THE MYTHICAL MOMENT WHEN MUSIC COLLIDES WITH HISTORY
Sometimes we sit at the piano and entire battles rise before us. Epic scenes unfold with each chord: a muddy battlefield, two exhausted warriors facing the final clash as the wind howls and the sky darkens, a moment frozen in time.
Now imagine that scene accompanied by a version of Toccata and Fugue in D minor performed entirely with farts.
Our audio equipment has never forgiven us.
But the laughter fueled half a year of creativity.
If we ever sell that gear, the listing will include the mysterious note:
“Shows minor signs of emotional damage.”
THE WAY WE CREATE CONCEPTS: A HERO’S JOURNEY WITHOUT A MAP
Most studios follow a neat checklist: setting, concept, moodboard, mechanics, gameloop, graphics, done.
We prefer the path of the wandering alchemist.
We take one, at most three core mechanics that excite us, and we build the entire universe around them. The world grows like a mysterious forest sprouting from seeds. Twisting trees, unexpected creatures, entire ecosystems forming from a single spark.
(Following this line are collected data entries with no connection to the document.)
PR #36642, opened 2025-12-14
Problem on request for category on account

aspangaro:
Refer to this fix #36583 , your proposition not working @eldy 

Modify request sql for working. Place the condition in the WHERE clause rather than in the LEFT JOIN.

With your proposition:

image

With fix:
image


eldy:
So if you need to move a criteria on a table that is left join into the where, it means what you want is NOT lines with link on criteria + line with no links (case a), but what you want is only lines with links on criteria (case b).
In this case, it means you must not use a left join but a inner join ( my suggestion was to answer need a, but if good screenshot is second one it means you need b so no left join at all).
You must choose left join and all condition on fields of tables on the the left join line (a)  Xor a inner join (b).
So try b. You pr is mix between a and b.

aspangaro:
@eldy thanks I used solution b

PR #36654, opened 2025-12-15
FIX missing search tasks extrafields input and title

hregis:


hregis:
@eldy travis error is not for my PR

PR #36656, opened 2025-12-15
NEW product barcode label print options

W1W1-M:
# NEW product barcode label print options
If a product is selected for barcode generation, 2 extra options will be available for the user:
- Add product reference to barcode label header
- Add product label to barcode label footer

If selected these options override the `BARCODE_LABEL_HEADER_TEXT` or `BARCODE_LABEL_FOOTER_TEXT` constants.

If needed user can: 
- manually input text to use custom ref or label
- modify ref or label fetched from product to use customized text

Print barcodes view with new options:
image

Example of generated barcode with these options:
image


W1W1-M:

PR #36660, opened 2025-12-15
NEW action button to print product barcodes

W1W1-M:
# NEW action button to print product barcodes

If barcode module is activated, user can open the barcode print sheet directly from product card. Print sheet is preselected with product.

Capture d’écran 2025-12-15 à 12 09 02


eldy:
My undestanding is that button is not a workflow action on status but a link to anohter page that is preselected.
So i think it would be better to replace the button, with a small link "Print barcode" just after the "Barcode value" like we have on this screenshot for the "Stock at date" or "Virtual stock" just after the value of stock :
image

W1W1-M:
> My undestanding is that button is not a workflow action on status but a link to anohter page that is preselected. So i think it would be better to replace the button, with a small link "Print barcode" just after the "Barcode value" like we have on this screenshot for the "Stock at date" or "Virtual stock" just after the value of stock : image

@eldy Thanks for feedback. Refactored action button to link on barcode value row:
Capture d’écran 2025-12-15 à 17 32 28

eldy:
Thanks. Pr is postponed for the moment, will be validated once branch v23 has been created (next step will be to add a larger space and add the picto used for links for the look and feel v24)...

W1W1-M:

eldy:
> @eldy  any chance this can be merged into dev branch now ? Thanks

As this is not a workflow action, buttonnmist not be withvaction button. Instead can you add a link "Print barcode sheet" at the right of the barcode field ?
See example on tab stock for the link to last stock movement.

PR #36661, opened 2025-12-15
FIX - Can Validated Holidays When Negative Balance

atm-lucasmantegari:
# FIX - Can Validated Holidays When Negative Balance
Exactly the same [PR](https://github.com/Dolibarr/dolibarr/pull/36144) but for validate


eldy:
the pr #36144 was fixed to use 
num_open_day instead of num_between_day
i suppose you should do the same here.

parenthesis on test are also expected to avoid ci alerts

atm-lucasmantegari:
@eldy Fix OK !

PR #36670, opened 2025-12-16
NEW - Add substitution for user warehouse

BB2A-Anthony:
# NEW|New [*Add substitution for user warehouse*]
[*Long description*]


BB2A-Anthony:
@eldy Ok for you?

BB2A-Anthony (commented):
> Some code or existing module may use fk_warehouse. So can you keep the property to avoid errors for them
> You can add the comment:
> 
>  @deprecated use $warehouse_id 


@eldy it's done

mdeweerd:
> > Some code or existing module may use fk_warehouse. So can you keep the property to avoid errors for them
> > You can add the comment:
> > @deprecated use $warehouse_id
> 
> @eldy it's done

FYI: IMHO it's better to use the DolDeprecationHandler for this by extending the attribute mapping.
In case somebody forgets to also assign warehouse_id, this is not an issue because both will refer to the same  property.

```php
    /**
     * Override the method to include all parent properties PLUS the new warehouse mapping.
     *
     * @return array<string,string>
     */
    protected function deprecatedProperties()
    {
          $extraMappings = array(
              'warehouse_id' => 'fk_warehouse',
          );
          return parent::deprecatedProperties() + $extraMappings;
    }
```

PR #36672, opened 2025-12-16
NEW: UIUX|Uiux Drag & drop ordering on project referrers

braito4:
his PR adds drag & drop reordering on the Project “Linked elements” overview (proposals, orders, invoices, supplier documents, shipments, etc.) and on project tasks (where supported).

Introduces a new table llx_projet_elementorder to persist a per-project ordering of linked elements.
Adds an Ajax endpoint htdocs/projet/ajax/reorderreferrers.php to save the new order securely (token required).
Updates the project overview page (htdocs/projet/element.php) to:
enable tableDnD when the user has project write rights and not on phone layout,
apply the saved order when displaying linked elements,
prevent subtotal/footer/header rows from being draggable.
Adds the DB migration for the new table in htdocs/install/mysql/migration/22.0.0-23.0.0.sql.

### DIFF
--- a/htdocs/install/mysql/migration/22.0.0-23.0.0.sql
+++ b/htdocs/install/mysql/migration/22.0.0-23.0.0.sql
@@ -390,6 +390,22 @@ CREATE TABLE llx_expensereport_det_extrafields
 	import_key                varchar(14)
 ) ENGINE=innodb;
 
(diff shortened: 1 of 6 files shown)


eldy:
Before submitting new code when there is SQL change or addition in the structure, a PR with just the SQL change and migration script must be submitted as a standalone PR, so the database structure will be validated first.

Issue #1866, opened 2018-12-17
cypress tests for changing visualisation types


finnfiddle:
# Context
This is something that has proven to get broken more easily than others and it would be nice to have tests for it.

PR #1932, opened 2019-01-23
#1866 cypress test fixes

finnfiddle:


finnfiddle:
in the charts when we reformat the data we were trying to destructure values and not checking if they were objects before hand - and sometimes a null value would appear in place of the object and this was causing an exception to be thrown because you cant destructure from a null value. Not sure why some values are null in the cypress tests though

Issue #1395, opened 2018-05-01
Percantage Stacked bar charts


nadiagorchakova:
# Context
I received a suggestion from Rajashi and Guneet about stacked bar charts.
They've been working with Watershed programme and have come across a few problems when visualising project results.

# Problem or idea
Comment from Rajashi:

"Suppose we are comparing two villages (with different population sizes) and looking at different categories of residents within each village, we would like to see two stacked bars of equal size (i.e. 100%) divided by the categories (%) of the residents. Right now we have the stacked bars with the proportions displayed according to the size of the population in each village."

# Solution or next step
That's an example of a 100% stacked bar chart I found online:

<img width="590" alt="screen shot 2018-04-30 at 15 06 38" src="https://user-images.githubusercontent.com/21127166/39466006-d1dc78bc-4d26-11e8-9944-387905a4f5ce.png">

janagombitova:
Here are some more examples of the same bar charts, stacked and using percentage rather than actual values that our partners made from their data running a water quality testing proejct in Ethiopia

<img width="591" alt="screen shot 2018-10-30 at 14 37 49" src="https://user-images.githubusercontent.com/12456965/47724185-73a08d00-dc56-11e8-88ef-017d9de26e63.png">
<img width="479" alt="screen shot 2018-10-30 at 14 38 27" src="https://user-images.githubusercontent.com/12456965/47724189-74d1ba00-dc56-11e8-85d3-aff2afb7dacb.png">

janagombitova:
There is one more open issue linked to this one. But overall everything works well and we are ready.

PR #1937, opened 2019-01-30
Percentage stacked bars (Connect #1395)

finnfiddle:


finnfiddle:
looking at it I realize I still need to do the following:

- show percentage values on the axis
- implement the same for horizontal stacked bars
- make the legend hovering work again

finnfiddle:
@kardan ok its ready now

Issue #1936, opened 2019-01-29
Flow data import is not working


janagombitova:
# Context
Why do we add this issue?

We can import data in different ways to Lumen, once is directly from Flow. Salim types in his Flow url, selects the folder, survey and form he wants to import the data. 

# Problem or idea
What is the cause?

When trying to import the data from Flow after selecting the Flow instance I get a 404 error in the console. 

![screen shot 2019-01-29 at 09 06 10](https://user-images.githubusercontent.com/12456965/51893695-ee885980-23a5-11e9-84d7-401c0aec9917.png)

# Solution or next step
How could we solve it?

kardan:
![screenshot 2019-01-29 at 10 36 33](https://user-images.githubusercontent.com/31837/51898739-dd454a00-23b1-11e9-8a38-8905f4f438e2.png)

kardan:
For me it's not a 404 but still not working

kardan:
Last working commit (pre client-request-error-handling)  https://github.com/akvo/akvo-lumen/commit/411cfe60705299d8a1c9557418fc49504950be9d

PR #1938, opened 2019-01-30
Fix flow import modal (Connect #1936)

kardan:


kardan:
Closed this since I branched of master and not develop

This method automatically defines the core gameplay while preventing death by feature. Modularity is king.
Our conceptual process resembles the work of a detective who accidentally walked into a cosmic conspiracy. We throw every piece of inspiration into a cauldron, stir gently, sometimes watch it explode, sometimes watch it form a luminous idea. And in the end we step back to ask the question that matters:
Is this art, or should we press the red button?
We will explore the exact stages in future entries. The saga is far from over.
THE REDKNACK BRAND WORLD: WHERE CHAOS BECOMES TANGIBLE
Before a game becomes real, it exists in a liminal space.
Half dream. Half relic. Half feverish hallucination.
Yes, that is three halves. Mathematics has no authority here.
This space looks something like this:
- Walls covered in moodboards, maps, ancient symbols and sketches
- Coffee stains forming constellations of creativity (or abuse of Caffeine aka Mana)
- A handmade banjo that has seen things no banjo should see
- Books older than entire bloodlines
- Stacks of textures, ruins, reference photos and artifacts
- A computer glowing like a portal to another dimension
- A workspace somewhere between wizard tower, college dorm and archaeologist’s tent
One day we may reveal what the ultimate RedKnack teenage bedroom would look like. Expect posters, relics, instruments, half-finished cosplays, scribbled prophecies, and the aura of a legendary creature who took a nap under the desk and never left.
THE FINAL TRUTH: OUR IDEAS REFUSE TO BE TAMED
We do not hunt for ideas.
We simply live in a way that encourages them to ambush us.
History guides us.
Music provokes us.
Chaos entertains us.
Emotion moves us.
Curiosity fuels us.
And we spend way too much money on stupid shit that nobody needs, but tickles the that little child in us that just want's to do games! ;)
And as long as thoughts are free, RedKnack will follow them into the wild.